Northern Illinois volume, Bvron’s Poems on Various Occasions (Newark, 1807), was celebrated in September. A 22-page pamphlet commemorating the occasion is available free of charge from the Rare Book Department, Northern Illinois University Libraries, DeKalb, IL 60115.
• Sangamon State University Library, Springfield, Illinois, became the fourteenth Illinois academic library to utilize the Library Computer System (LCS) for circulation of materials under the auspices of the LCS Network Project. This project is an attempt to develop an online library resource sharing network based upon the circulation and bibliographic searching capabilities of the University of Illinois Library Computer System. Public terminals allow patrons at participating libraries to search the combined 4.5 million titles in the database to locate materials they need. When a particular title is located it can be ordered by the library circulation staff on another terminal which will generate a paging slip at the library owning the item.
Other Illinois academic libraries which have joined the system recently are: Illinois Institute of Technology, Chicago; Catholic Theological Union, Chicago; Northern Illinois University, DeKalb; St. Xavier College, Chicago; Lake Forest College, Lake Forest; and Illinois State University, Normal.

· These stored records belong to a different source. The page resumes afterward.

PR #40, opened 2022-01-28
Cleanup unnecessary codes by the inheritance of dbt-spark any more.

ueshin:
### Description

Cleans up codes and macros that are unnecessary after the inheritance of `dbt-spark` any more.


dbt/include/databricks/macros/materializations/snapshot.sql
```diff
@@ -48,25 +16,6 @@
...
-        {% for column in columns %}
-          `{{ column.name }}` {{ column.data_type }} {{- ',' if not loop.last -}}
-        {% endfor %}
-      );
-    {% endcall %}
-    {% endif %}
-{% endmacro %}
-
-
 {% materialization snapshot, adapter='databricks' %}
```
jtcohen6, line 19: It looks like you discovered this yourselves, but just for the sake of stating clearly:

Materializations don't natively support the same sort of "parent" adapter inheritance as other macros. I'm going to open an issue in `dbt-core` that addresses this. In the meantime, you can "mock" that inheritance (and avoid duplicated code) via:
```sql
{% materialization snapshot, adapter='databricks' %}
    {# this actually calls the spark version of the snapshot materialization #}
    {% set relations = materialization_snapshot_spark() %}
    {{ return(relations) }}
{% endmaterialization %}
```
This isn't a capability we document or recommend for end users, but [we use it in `dbt-snowflake` as well](https://github.com/dbt-labs/dbt-snowflake/blob/main/dbt/include/snowflake/macros/materializations/snapshot.sql). Any better approach we implement in a new `dbt-core` minor version will aim to include a non-breaking upgrade path / backwards compatibility for this syntax.

jtcohen6 (commented):
Very exciting to see this PR!

dbt/include/databricks/macros/materializations/snapshot.sql
ueshin: Thanks for letting me know. That's great to know.
Actually for this materialization, there are some updates for dbt-databricks from dbt-spark, so I think we still need to redefine here.

superdupershant (approved):

ueshin:
Thanks! merging.

PR #50, opened 2022-02-10
Bump up databricks-sql-connector to 1.0.1 and use the Cursor APIs.

ueshin:
### Description

Bumps up databricks-sql-connector to `1.0.1` and use the Cursor APIs.

- `Cursor.schemas()` to retrieve a list of schemas.

### DIFF
--- a/dbt/adapters/databricks/connections.py
+++ b/dbt/adapters/databricks/connections.py
@@ -4,7 +4,7 @@ import re
 import time
 from typing import Any, Callable, ClassVar, Dict, Iterator, List, Optional, Sequence, Tuple
 
-import agate
+from agate import Table
 
 import dbt.exceptions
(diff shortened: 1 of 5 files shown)


dbt/adapters/databricks/connections.py
```diff
@@ -2,13 +2,17 @@
 from dataclasses import dataclass, field
 import re
 import time
-from typing import Any, ClassVar, Dict, Iterator, List, Optional, Sequence, Tuple
+from typing import Any, Callable, ClassVar, Dict, Iterator, List, Optional, Sequence, Tuple
+
+import agate
```
superdupershant, line 7: nit: up to you on style but `from agate import Table` to indicate we're only using a single type from the module.

superdupershant (approved):
Beautiful!

PR #55, opened 2022-02-19
Fix version to follow dbt-core.

ueshin:
### Description

Fixes version to follow dbt-core.


ueshin:
Need to rethink versioning, but I'd merge this now to unblock other PRs.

• The State University of New York College at Brockport’s Drake Memorial Library has collaborated with the college’s Educational Communications Center to produce a library instruction program for freshmen which began this fall. The program is required of all incoming freshmen as part of their year-long general education communication skills course. During the fall semester freshmen view videotapes on library orientation, basic reference materials, the card catalog, and periodical indexes, and complete workbook exercises in the library to supplement information presented in the tapes. At a future date a full description of the program will be available from ERIC.
GALLAUDET TOUR PLANNED
A tour of the new Learning Center of Gallaudet College, the only liberal arts college in the world designed exclusively for hearing-impaired students, will be offered free of charge to ALA Midwinter Conference participants on Monday afternoon, February 2.
Transportation will be provided by Gallaudet College and will leave the Sheraton Washington every 30 minutes from 1:30 to 3:00 p.m. Tours will take approximately 21/2 hours, including the round trip.
The Learning Center opened on January 5, 1981, and integrates the resources and services of the Gallaudet College Library and parts of College Educational Resources (television, instructional development, and photography).